Commentaire • 0
Sur la décision
| Référence : | TJ Papeete, tuamotu gambier australes, 26 août 2025, n° 23/00118 |
|---|---|
| Numéro(s) : | 23/00118 |
| Importance : | Inédit |
| Dispositif : | Déclare la demande ou le recours irrecevable |
| Date de dernière mise à jour : | 6 mars 2026 |
| Lire la décision sur le site de la juridiction |
Texte intégral
N° RG 23/00118 – N° Portalis DB36-W-B7H-C7JQ – Page / -
MINUTE N° : 19
JUGEMENT DU : 26 août 2025
DOSSIER : N° RG 23/00118 – N° Portalis DB36-W-B7H-C7JQ
AFFAIRE : [E] [W] C/ [R] [I], [D] [I]
TRIBUNAL CIVIL DE PREMIÈRE INSTANCE DE PAPEETE
ILE DE TAHITI
— ------
SECTION DETACHEE
DES TUAMOTU GAMBIER AUSTRALES
JUGEMENT N° 19
Prononcé le 26 août 2025
DEMANDEUR :
Monsieur [E] [W], commerçant à l’enseigne ENT [W] ODP, immatriculé au registre du commerce et des scoiétés de [Localité 1] sous le numéro TPI [Numéro identifiant 1], et à l’ISPF sous le numéro TAHITI [Numéro identifiant 2], ayant son siège social sis à [Adresse 1]
né le 05 Décembre 1969 à [Localité 2]
de nationalité Française, demeurant [Adresse 1]
représenté par Maître Miguel GRATTIROLA de la SELARL CABINET GRATTIROLA EYRIGNOUX, avocats au barreau de POLYNESIE
DÉFENDEURS :
Madame [R] [I]
née le 01 Décembre 1968 à [Localité 3]
Mariée
de nationalité Française, demeurant [Adresse 2] (TUAMOTU)
représentée par Maître Diana KINTZLER de la SELARL SELARL KINTZLER & ASSOCIES, avocats au barreau de POLYNESIE
Monsieur [D] [I]
né le 28 Avril 1969 à [Localité 4]
de nationalité Française, demeurant [Adresse 3] (TUAMOTU)
représenté par Me Loris PEYTAVIT, avocat au barreau de POLYNESIE
COMPOSITION DU TRIBUNAL
PRÉSIDENT : Laetitia ELLUL-CURETTI
CADRE GREFFIER : Christophe Teiva LIAO HUI KUN
PROCÉDURE
Requête en demande en paiement du prix ou tendant à faire sanctionner le non-paiement du prix – saisine sur renvoi d’une juridiction qui s’est déclarée incompétente territorialement ou en raison de la nature de l’affaire
En date du 24 novembre 2023
Déposée et enregistrée au greffe le 28 novembre 2023
Dossier N° RG 23/00118 – N° Portalis DB36-W-B7H-C7JQ
DÉBATS
En audience publique
JUGEMENT
Prononcé par mise à disposition au greffe le 26 août 2025,
Par décision contradictoire,
En matière civile et en premier ressort ;
Le tribunal après en avoir délibéré,
Faits, procédure et moyens des parties
Par acte d’huissier des 30 septembre et 27 octobre 2022, [E] [W] a fait assigner [R] [I] et [D] [I] devant le tribunal civil de première instance de Papeete en paiement, avec exécution provisoire de la somme de 852.112 F CFP outre intérêts à compter la décision à intervenir au titre d’un contrat d’achat de meubles et fournitures, ce avec exécution provisoire, outre la somme de 150 000 F CFP au titre des frais irrépétibles et aux dépens.

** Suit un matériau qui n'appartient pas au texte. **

PR #88, opened 2026-09-03
fix(window): keep same-named windows apart and honour NULLS FIRST and LAST

semihalev:
## Why

Two wrong results found while reviewing #86, both on `main`:

- `SELECT id, ROW_NUMBER() OVER (ORDER BY id), ROW_NUMBER() OVER (ORDER BY amount DESC) FROM t` returned `[id, <rank by amount>, NULL]`: both windows were filed under the name `ROW_NUMBER()`, so the second overwrote the first and the third column found nothing. Aliases avoided it.
- `ROW_NUMBER() OVER (ORDER BY k ASC NULLS FIRST)` ranked the NULL rows last: the window sorter placed NULLs by direction alone and only the cache key ever looked at `NULLS FIRST` / `LAST`.

## What

- `parse_window_functions` gives every top-level window, plain or aliased, a unique internal name from its position (`__wf_<column>_0`, the scheme nested windows already use); the select item keeps `FUNCTION()` or the alias as the output name and uses the internal name as the value key. No alias is ever a key, so an alias cannot collide with another window's name and two windows may share an alias.
- `ColumnarOrderByValues` carries a NULL placement per ORDER BY column: the explicit `NULLS FIRST` / `LAST` when given, otherwise last ascending and first descending, which is what the sorter did before. The typed integer and float fast paths write the NULL rows first or last by that flag, and the single-column and multi-column comparators order a NULL against a value by it instead of reversing a fixed "NULLs greatest" rule.

Without an explicit NULLS clause nothing changes.

## Tests

`tests/window_columns_nulls_test.rs`: two and three same-named windows keep their own columns (`ROW_NUMBER`, `COUNT(*)` with and without ORDER BY); an alias spelling another window's internal name and two windows with the same alias keep theirs; NULL rows and the first non-NULL row are ranked as expected for `ASC`, `DESC`, `ASC NULLS LAST`, `ASC NULLS FIRST`, `DESC NULLS FIRST`, `DESC NULLS LAST`. Both fail on `main`. Window, order, aggregation and group by targets pass in both database modes, plus both full suites.

### DIFF
--- a/src/executor/window.rs
+++ b/src/executor/window.rs
@@ -246,6 +246,9 @@ pub struct ColumnarOrderByValues {
     columns: Vec<Vec<Value>>,
     /// Ascending flags: one per ORDER BY column
     ascending: Vec<bool>,
+    /// Where NULLs sort, one per ORDER BY column: NULLS FIRST / LAST when
+    /// given, otherwise last ascending and first descending
+    nulls_first: Vec<bool>,
     /// Number of rows
     num_rows: usize,
 }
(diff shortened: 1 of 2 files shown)


semihalev:
Addressed. `parse_window_functions` now gives an aliased window the same position-based internal name a plain one gets (`__wf_<column>_0`), and the aliased select item uses that name as the value key with the alias only as `output_name`. No alias is ever a key any more.

Tests added to `tests/window_columns_nulls_test.rs`: the alias `__wf_1_0` next to a plain `ROW_NUMBER()`, and two windows both aliased `rn`; both returned `[1, 100, NULL]`-style overwritten columns before and keep their own values now. Window, order, aggregation and alias targets pass in both database modes, plus both full suites.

Par ordonnance du 24 novembre 2023, le juge de la mise en état a ordonné le transfert en l’état de la procédure à la section détachée des Tuamotu Gambier Australes du tribunal civil de première instance de Papeete, les défendeurs étant domiciliés à Raroia, lieu de conclusion du contrat ; instance alors ré-enregistrée le 28 novembre 2023 sous numéro RG 23/00118.
Par conclusions du 14 janvier 2025, Madame [R] [I] conclut à l’irrecevabilité des demandes en paiement de Monsieur [E] [W] dirigées à son encontre et au débouté de l’ensemble de ses demandes à son encontre, ainsi qu’à sa condamnation aux dépens.
Elle précise que par jugement du 22 juin 2022, son divorce d’avec [D] [I] a été prononcé, jugement transcrit le 31 mars 2023.
Elle précise avoir déposé le 2 septembre 2022 un dossier de surendettement auprès de la commission de surendettement des particuliers de la Polynésie française qui l’a déclaré recevable le 12 janvier 2023 et a imposé par décision du 12 avril 2023 un effacement total de ses dettes.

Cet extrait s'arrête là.